#FINDING THE BEST LOCATION FOR A COMPANY GIVING CERTAIN CONDITIONS#

In this project I followed this steps:

- Decided I wanted my company to be in New York
- Decided I wanted my company to be close to a Starbucks
- Decided I wanted my company to be close to a School
- Decided I wanted my company to be close to a Club

That been said, I started working from a dataset and a collection on mongodb with thousands of companies. I got the coordiantes form its offices.location tag and create a new tag called loc (with {'type':'point', 'coordinates':[]} form in order to create a geoindex)with the coordinates, with which I update the collection.

Then I used Google Places Api to get the Starbucks, Schools, and Clubs in New York. Each of this requests were made in separated jupyter notebooks.
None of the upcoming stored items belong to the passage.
PR #263, opened 2026-02-11
fix: reject control characters in job names

crowecawcaw:
The spec bans control characters in job names, but this package allowed them.

Spec reference: https://github.com/OpenJobDescription/openjd-specifications/blob/mainline/wiki/2023-09-Template-Schemas.md#111-jobname

Add a regex to reject them. 

Add unit tests. Also by running the conformance tests against the changes: https://github.com/OpenJobDescription/openjd-specifications/pull/103

n/a

No

No
----

### DIFF
--- a/src/openjd/model/v2023_09/_model.py
+++ b/src/openjd/model/v2023_09/_model.py
@@ -203,6 +203,8 @@ class JobTemplateName(FormatString):
     _min_length = 1
     # Max length is validated after resolution in Job model, not here
     # because the template name can contain format strings
+    # All unicode except the [Cc] (control characters) category
+    _regex = f"(?-m:^[^{_Cc_characters}]+\\Z)"
 
     def __new__(cls, value: str, *, context: ModelParsingContextInterface = ModelParsingContext()):
         return super().__new__(cls, value, context=context)
--- a/test/openjd/model/v2023_09/test_job_template.py
+++ b/test/openjd/model/v2023_09/test_job_template.py
@@ -197,6 +197,33 @@ class TestJobTemplate:
             ),
             pytest.param(
                 {
+                    "specificationVersion": "jobtemplate-2023-09",
+                    "name": "Job\x1fName",
+                    "steps": [STEP_TEMPLATE],
+                },
+                1,
+                id="name with control char 0x1F",
+            ),
+            pytest.param(
+                {
+                    "specificationVersion": "jobtemplate-2023-09",
+                    "name": "Job\x7fName",
+                    "steps": [STEP_TEMPLATE],
+                },
+                1,
+                id="name with control char 0x7F",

After that, I transformed it into a dataframe, and I kept only columns name, location (also with {'type':'point', 'coordinates':[]}).

Those dataframes were turned into json and then uploaded to the database in spread collections.

Finally, I checked in my companies collections for companies with a deadpoled year bigger than 2010 to find empty offices, created a dataframe and a new collection importing its json.

Ultimately, I created geoindex in ecach collection. Then I check the number of each nearby places for each empty office using a geoquery function and found two different locations that matches the conditions.